EXERCISE PROMPT: Within the material below, find each line bearing the word "creation" and present it.

RECORDS TO USE:
PR #236, opened 2022-03-04
[SLS-1618] Fix environment variable override logic

lizapressman:
### What does this PR do?

DD_TRACE_ENABLED was getting set correctly in env.ts but tracing.ts we were overriding the value set at the handler level with the value of the config so this PR removes that logic

### Motivation

https://datadoghq.atlassian.net/browse/SLS-1618

### Testing Guidelines

Tested locally and deployed testing function and looks to be working as expected

### Types of changes

- [x] Bug fix
- [ ] New feature
- [ ] Breaking change

### Check all that apply


src/env.ts
```diff
@@ -151,6 +152,9 @@ export function setEnvConfiguration(config: Configuration, handlers: FunctionInf
     if (config.enableDDTracing !== undefined && environment[ddTracingEnabledEnvVar] === undefined) {
       environment[ddTracingEnabledEnvVar] = config.enableDDTracing;
     }
+    if (config.enableXrayTracing !== undefined && environment[ddMergeXrayTracesEnvVar] === undefined) {
```
maxday, line 155: Maybe you could extract this logic in a pure function, and add unit tests around it?

lizapressman: Do you mean extract into a function like this?

```
function shouldUpdateEnvironment(configVariable: boolean | undefined, environmentVariable: undefined) {
  return configVariable !== undefined && environmentVariable === undefined;
}
```

I'm totally happy to extract it and write tests but I'm not sure I totally follow why that would be necessary since we already test the logic with the tests we currently have in `env.spec,ts` and this seems like a fairly trivial undefined check.

maxday (approved):

src/tracing.ts
```diff
@@ -27,12 +27,12 @@ export function enableTracing(service: Service, tracingMode: TracingMode, handle
...
   }
-  if (tracingMode === TracingMode.HYBRID || tracingMode === TracingMode.DD_TRACE) {
-    handlers.forEach(({ handler }) => {
-      handler.environment ??= {};
-      const environment = handler.environment as any;
-      environment[ddTraceEnabledEnvVar] = true;
-      environment[ddMergeXrayTracesEnvVar] = tracingMode === TracingMode.HYBRID;
-    });
-  }
+  handlers.forEach(({ handler }) => {
```
astuyve, line 30: Can you help me understand why we removed the conditional check for either tracing mode? Is that somehow handled by the `environment` variable instead?

src/tracing.ts
```diff
@@ -27,12 +27,12 @@ export function enableTracing(service: Service, tracingMode: TracingMode, handle
...
+    handler.environment ??= {};
+    const environment = handler.environment as any;
+    // if tracing is not enabled, merge x-ray cannot be enabled
+    if (environment[ddTraceEnabledEnvVar] === false || environment[ddTraceEnabledEnvVar] === "false") {
```
astuyve, line 34: If a customer had specifically enabled xray merging on a function-level, would they have to set `ddTraceEnabled: true` as well as `ddMergeXrayTraces: true`?

astuyve (commented):
Couple quick questions.

Also a suggestion when working in OSS repos: if you mention the Github Issue in the PR description, the issue will be closed automatically when the PR is merged.

src/tracing.ts
lizapressman: They wouldn't need to specifically set ddTraceEnabled because it will default to true, however, if they have that set as false and had set ddMergeXrayTraces to true (or DD_MERGE_XRAY_TRACES: true at the function-level), DD_MERGE_XRAY_TRACES will get set to false here instead since you can't have DD_MERGE_XRAY_TRACES: true and DD_TRACE_ENABLED: false. 

And they wouldn't need to set ddMergeXrayTraces: true if they've set DD_MERGE_XRAY_TRACES: true at the function level.

src/tracing.ts
lizapressman: The tracingMode was defined by the config (not at the function-level) so checking tracingMode isn't necessary because the config might not match the function-level variables

astuyve: Makes sense!

src/tracing.ts
astuyve: AH gotchya. Sounds good!

astuyve (approved):

PR #192, opened 2021-10-20
Fail on mon creation

ojongerius:
### What does this PR do?

Raise an exception when failing to update monitors

### Motivation

Failing to create monitors is difficult to detect and diagnose at the moment. This makes it awkward to use in a pipeline and hard to troubleshoot.

### Testing Guidelines

Have an invalid monitoring configuration, run `sls deploy --stage foo`, validate that:

* exit status is non zero
* error contains status code

### Types of changes

Bug fix

### Check all that apply

- [x] This PR's description is comprehensive
- [ ] This PR contains breaking changes that are documented in the description
- [ ] This PR introduces new APIs or parameters that are documented and unlikely to change in the foreseeable future
- [ ] This PR impacts documentation, and it has been updated (or a ticket has been logged)
- [ ] This PR's changes are covered by the automated tests
- [ ] This PR collects user input/sensitive content into Datadog

PR #241, opened 2022-03-25
feat: Support failOnError

astuyve:
### What does this PR do?

Optionally allows to fail a serverless deploy command if monitors cannot be set (due to API error, syntax error, etc)

### Motivation

This PR supersedes https://github.com/DataDog/serverless-plugin-datadog/pull/192, which was breaking.

### Testing Guidelines
Set `failOnError` to `true` and put some garbage in a monitor config block. It should throw.

### Additional Notes
Since monitor creation happens after deploy, this is only a way to notify users in CI that something went wrong.

### Types of changes

- [ ] Bug fix
- [x] New feature
- [ ] Breaking change

### Check all that apply


README.md
```diff
@@ -58,6 +58,7 @@ To further configure your plugin, use the following custom parameters in your `s
...
 | `customHandler`               | When set, the specified handler is set as the handler for all the functions. By default, the handler is set to `/opt/nodejs/node_modules/datadog-lambda-js/handler.handler` if `addLayers` is set to `true`, or `node_modules/datadog-lambda-js/dist/handler.handler` if `addLayers` is set to `false`.                                                                                                                             |
+| `failOnError`                 | When set, this plugin will throw an error if any custom Datadog monitors fail to create or update. This occurs after deploy, but will cause the result of `serverless deploy` to return a nonzero exit code (to fail user CI). Defaults to `false`.                                                                                                                                                                                 |
```
zARODz11z, line 61: In other words when we do fail, we still deploy the resources but the sls deploy command shows failed because it gets a nonzero exit code?

src/index.spec.ts
```diff
@@ -5,9 +5,17 @@
  * This product includes software developed at Datadog (https://www.datadoghq.com/).
  * Copyright 2021 Datadog, Inc.
  */
-
+jest.mock("./monitors.ts", () => {
+  return {
+    setMonitors: async (shouldThrow: Boolean) => {
```
zARODz11z, line 10: I'm a bit confused, how does this mock work? Does this mock return in every test that touches monitors.ts? I guess what I mean is, since in the test you set [failOnError to true](https://github.com/DataDog/serverless-plugin-datadog/pull/241/files#diff-18466f9d870e2151722b884f1cb0df6c1530517bde9468ec2a5abbbb8f655210R738) does that automagically invoke this mock?

README.md
astuyve: That's correct

src/index.spec.ts
astuyve: You're right to be confused. Jest, the test system we're using, rewires how nodejs's `module` system and lets us change methods imported by files.

In this case, we're telling Jest to rewire the `ServerlessPlugin`'s dependency on `monitors.ts`, to instead call our mock. Since I don't want it to error every time (but I also don't want to call the datadog backend when we run these tests), I just pass a boolean if a mocked method should throw or not.

Hence, a mock.

src/index.ts
```diff
@@ -215,6 +215,9 @@ module.exports = class ServerlessPlugin {
       } catch (err) {
         if (err instanceof Error) {
           this.serverless.cli.log(`Error occurred when configuring monitors: ${err.message}`);
+          if (config.failOnError) {
+            throw err;
```
zARODz11z, line 219: Should we log something? Or does the throw on line 219 get caught by line 216?

astuyve: Great question! Since this plugin is for the Serverless framework, we're using `this.serverless.cli.log` to print the message to the command line.

Previously we'd consider this a non fatal error and continue, this PR changes this behavior to make the error fatal (and thus fail CI like github actions, jenkins, gitlab, etc) - only if the configuration option is set.

urseberry (approved):

zARODz11z (approved):

PR #262, opened 2022-05-12
Don't configure tracing for external API Gateway

ifeltsweet:
Without this change deploy fails with the following error:

```
When external API Gateway resource is imported via "provider.apiGateway.restApiId", property "provider.tracing.apiGateway" is ineffective.
```

From the [serverless documentation](https://www.serverless.com/framework/docs/deprecations#aws-api-gateway-schemas):

> When external API Gateway resource is used and imported via provider.apiGateway.restApiId setting, both provider.logs.restApi and provider.tracing.apiGateway are ignored. In v3, an error will be thrown if these options are defined. Indeed, these settings are applicable only if API Gateway resource is provisioned by Serverless Framework.

### Types of changes

- [x] Bug fix
- [ ] New feature
- [ ] Breaking change

### Check all that apply

### DIFF
--- a/src/tracing.ts
+++ b/src/tracing.ts
@@ -23,7 +23,7 @@ export function enableTracing(service: Service, tracingMode: TracingMode, handle
   const provider = service.provider as any;
   if (tracingMode === TracingMode.XRAY || tracingMode === TracingMode.HYBRID) {
     provider.tracing = {
-      apiGateway: service.provider.apiGateway.restApiId ? null : true,
+      apiGateway: service.provider['apiGateway']?.restApiId ? null : true,
       lambda: true,
     };
   }
--- a/src/tracing.ts
+++ b/src/tracing.ts
@@ -23,7 +23,7 @@ export function enableTracing(service: Service, tracingMode: TracingMode, handle
   const provider = service.provider as any;
   if (tracingMode === TracingMode.XRAY || tracingMode === TracingMode.HYBRID) {
     provider.tracing = {
-      apiGateway: true,
+      apiGateway: service.provider.apiGateway.restApiId ? null : true,
       lambda: true,
     };
   }
--- a/src/tracing.ts
+++ b/src/tracing.ts
@@ -7,6 +7,7 @@
  */
 
 import Service from "serverless/classes/Service";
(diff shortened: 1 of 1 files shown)


ifeltsweet:
I've updated the PR with types fixed. Tests pass now.

Btw here's another report in Serverless repo for this issue https://github.com/serverless/serverless/discussions/10456

src/tracing.ts
```diff
@@ -20,10 +21,12 @@ export enum TracingMode {
 }
 
 export function enableTracing(service: Service, tracingMode: TracingMode, handlers: FunctionInfo[]) {
-  const provider = service.provider as any;
+  const provider = service.provider as Provider;
```
astuyve, line 24: Thanks for fixing the types here!

src/tracing.ts
```diff
@@ -20,10 +21,12 @@ export enum TracingMode {
...
   if (tracingMode === TracingMode.XRAY || tracingMode === TracingMode.HYBRID) {
     provider.tracing = {
-      apiGateway: true,
+      apiGateway: provider.apiGateway?.restApiId
```
astuyve, line 27: Instead of leaving an empty key here, what would you think about changing the logic around?

We could do:
```
provider.tracing = { lambda: true }

if (!provider.apiGateway?.restApiId) {
  provider.tracing.apiGateway = true
}
```

Thoughts?

ifeltsweet: Yes, that would be ideal, but unfortunately, the problem is with the type not allowing to do that.

https://github.com/DefinitelyTyped/DefinitelyTyped/blob/b6e1b73743d2fdf87d61b0e667e015835aa021f6/types/serverless/plugins/aws/provider/awsProvider.d.ts#L269

I thought it will be a lesser evil to typecast `undefined` to `any` rather than to typecast the whole object or resort to `@ts-ignore`.

I've submitted PR to the types repo https://github.com/DefinitelyTyped/DefinitelyTyped/pull/60489

astuyve: Ha! Okay, thanks for that context. I doubt that the Serverless Framework maintainers will change this behavior to interpret `undefined` as something else, so I think we can accept this patch. Thanks again!

PR #299, opened 2022-09-14
Fix integration test flakiness

sfirrin:
### What does this PR do?

Adds a python script that is used by the integration test script to compare the snapshots instead of using diff

Example output when the snapshot was manually broken:
```
Performing diff of test_extension_snapshot.json against correct_extension_snapshot.json
Values AWS::Lambda::LayerVersion and AWS::Lambda::LayerVersion-BROKEN do not match
Mismatch: Dict values at key Type do not match
Mismatch: Dict values at key ProviderLevelLayerLambdaLayer do not match
Mismatch: Dict values at key Resources do not match
FAILURE: There were differences between the test_extension_snapshot.json and correct_extension_snapshot.json. Review the diff output above.
If you expected the test_extension_snapshot.json to be different generate new snapshots by running this command from a development branch on your local repository: 'UPDATE_SNAPSHOTS=true ./scripts/run_integration_tests.sh'
```

### Motivation

Integration tests were flaky because they were comparing json files with non-deterministic ordering of object keys, so equivalent snapshots were failing the tests due to ordering differences

### Testing Guidelines

Tested by running the integration tests locally

### Types of changes

- [x] Bug fix
- [ ] New feature
- [ ] Breaking change

### Check all that apply

### DIFF
--- a/scripts/compare_snapshots.py
+++ b/scripts/compare_snapshots.py
@@ -1,0 +1,88 @@
+import json
+import sys
+import logging
+
+log = logging.getLogger(__name__)
+
+
+def compare_without_order(a, b, file_name_a, file_name_b):
+    """Compare objects a and b, ignoring order if the types are dicts or sortable arrays
+    """
+    aType = type(a)
+    bType = type(b)
+    if aType != bType:
+        log.warning("Mismatch: Objects have different types: %s vs %s", aType, bType)
+        return False
+
+    if aType == dict:
+        if len(a) != len(b):
+            log.warning("Mismatch: Dicts have different lengths (%s vs %s). a_keys=%s vs b_keys=%s", len(a), len(b), a.keys(), b.keys())
+            return False
+        for key in a:
+            a_value = a[key]
+            b_value = b.get(key)
+
+            if b_value is None:
+                log.warning("Mismatch: Key %s present in %s but missing from %s dict with keys %s", key, file_name_a, file_name_b, b.keys())
+                return False
+
+            if not compare_without_order(a_value, b_value, file_name_a, file_name_b):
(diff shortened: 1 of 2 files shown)


scripts/compare_snapshots.py
```diff
@@ -0,0 +1,92 @@
...
+                    "Mismatch: Key %s present in %s but missing from %s dict with keys %s",
+                    key,
+                    file_name_a,
+                    file_name_b,
+                    b.keys(),
+                )
+                return False
+
+            if not do_values_match(a_value, b_value, file_name_a, file_name_b):
+                log.warning("Mismatch: Dict values at key %s do not match", key)
```
IvanTopolcic, line 42: Maybe we could log the values here so the dev can quickly identify and fix the issue at a glance

sfirrin: The values should get logged in the recursive call to do_values_match on 41 resulting in output like

```
Performing diff of test_extension_snapshot.json against correct_extension_snapshot.json
Values AWS::Lambda::LayerVersion and AWS::Lambda::LayerVersion-BROKEN do not match
Mismatch: Dict values at key Type do not match
Mismatch: Dict values at key ProviderLevelLayerLambdaLayer do not match
Mismatch: Dict values at key Resources do not match
FAILURE: There were differences between the test_extension_snapshot.json and correct_extension_snapshot.json. Review the diff output above.
If you expected the test_extension_snapshot.json to be different generate new snapshots by running this command from a development branch on your local repository: 'UPDATE_SNAPSHOTS=true ./scripts/run_integration_tests.sh'
```

IvanTopolcic: Ah totally didn't notice this, nice work!

IvanTopolcic (approved):

PR #372, opened 2023-04-03
Remove prettier usage

kimi-p:
Remove prettier usage and use relative import from `package.json` instead.


astuyve (approved):
lgtm, thanks for the quick fix!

ANSWER BOX:
Fail on mon creation
Since monitor creation happens after deploy, this is only a way to notify users in CI that something went wrong.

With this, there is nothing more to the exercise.